Elektronische Bücher und Lesegeräte stießen weiterhin auf eine nur geringe Nachfrage, teilte der Börsenverein mit. Deshalb seien auch die Erwartungen der Buchhandlungen an das neue Geschäftsfeld gedämpft. Zwar sind 2011 mit 4,7 Millionen digitalen Büchern mehr als doppelt so viele verkauft worden wie im Jahr zuvor. Doch die E-Books machen immer noch lediglich ein Prozent (2010: 0,5 Prozent) am Umsatz von 9,6 Milliarden Euro aus. Insgesamt schrumpften die Erlöse in der Buchbranche zum ersten Mal seit sieben Jahren um 1,4 Prozent – das wachsende Geschäft mit elektronischen Büchern habe den Umsatzrückgang nicht auffangen können.

Der Börsenverein rechnet damit, dass bei den digitalen Lesegeräten eher Tablet-PCs dominieren werden. 90 Prozent der befragten Experten in Verlagen gingen davon aus, dass diese künftig bei den Verbrauchern vorherrschen würden. Jedoch werde in der Buchbranche auch den speziellen E-Book-Lesegeräten immer mehr Bedeutung beigemessen. 68 Prozent der befragten Experten gingen davon aus, dass diese sich bei den Verbrauchern durchsetzten. Die Bedeutung von PCs, Notebooks oder Smartphones für die E-Book-Lektüre habe hingegen abgenommen.

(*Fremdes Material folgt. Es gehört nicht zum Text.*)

PR #1268, opened 2025-06-06
feat: Storage Retention Policy Implementation

### LINKED ISSUE #1267: Storage Retention Policy Implementation
### Story Form

As a Block Node User/Operator
I want to have a Storage Retention Policy
So that I will be able to configure it and use it

### Technical Notes

- implement the Storage Retention Policy based on the #1263

ata-nas:
## Reviewer Notes

- implementing the retention policy
- persistence plugins are extended to support it

## Related Issue(s)

Resolves #1267

### DIFF
--- a/block-node/block-providers/files.historic/src/main/java/org/hiero/block/node/blocks/files/historic/BlocksFilesHistoricPlugin.java
+++ b/block-node/block-providers/files.historic/src/main/java/org/hiero/block/node/blocks/files/historic/BlocksFilesHistoricPlugin.java
@@ -44,6 +44,8 @@ public final class BlocksFilesHistoricPlugin implements BlockProviderPlugin, Blo
     private final CopyOnWriteArrayList<LongRange> inProgressZipRanges = new CopyOnWriteArrayList<>();
     /** Running total of bytes stored in the historic tier */
     private final AtomicLong totalBytesStored = new AtomicLong(0);
+    /** The Storage Retention Policy Threshold */
+    private long retentionPolicyThreshold;
 
     // Metrics
     /** Counter for blocks written to the historic tier */
@@ -73,10 +75,9 @@ public final class BlocksFilesHistoricPlugin implements BlockProviderPlugin, Blo
     public void init(final BlockNodeContext context, final ServiceBuilder serviceBuilder) {
         this.context = Objects.requireNonNull(context);
         final FilesHistoricConfig config = context.configuration().getConfigData(FilesHistoricConfig.class);
-
+        this.retentionPolicyThreshold = context.storageRetentionPolicyThreshold();
         // Initialize metrics
         initMetrics(context.metrics());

Der Geschäftsführer des Börsenvereins bleibt dennoch Optimist, das E-Book sei an der "Schwelle zur Marktrelevanz", sagte Alexander Skipis. Viele Verlage – vor allem im Wissenschaftsbereich – verkaufen ihre E-Books inzwischen auch auf direktem Weg über das Internet an Kunden. Im traditionellen Buchhandel spiele das digitale Buch wegen der geringen Nachfrage kaum eine Rolle.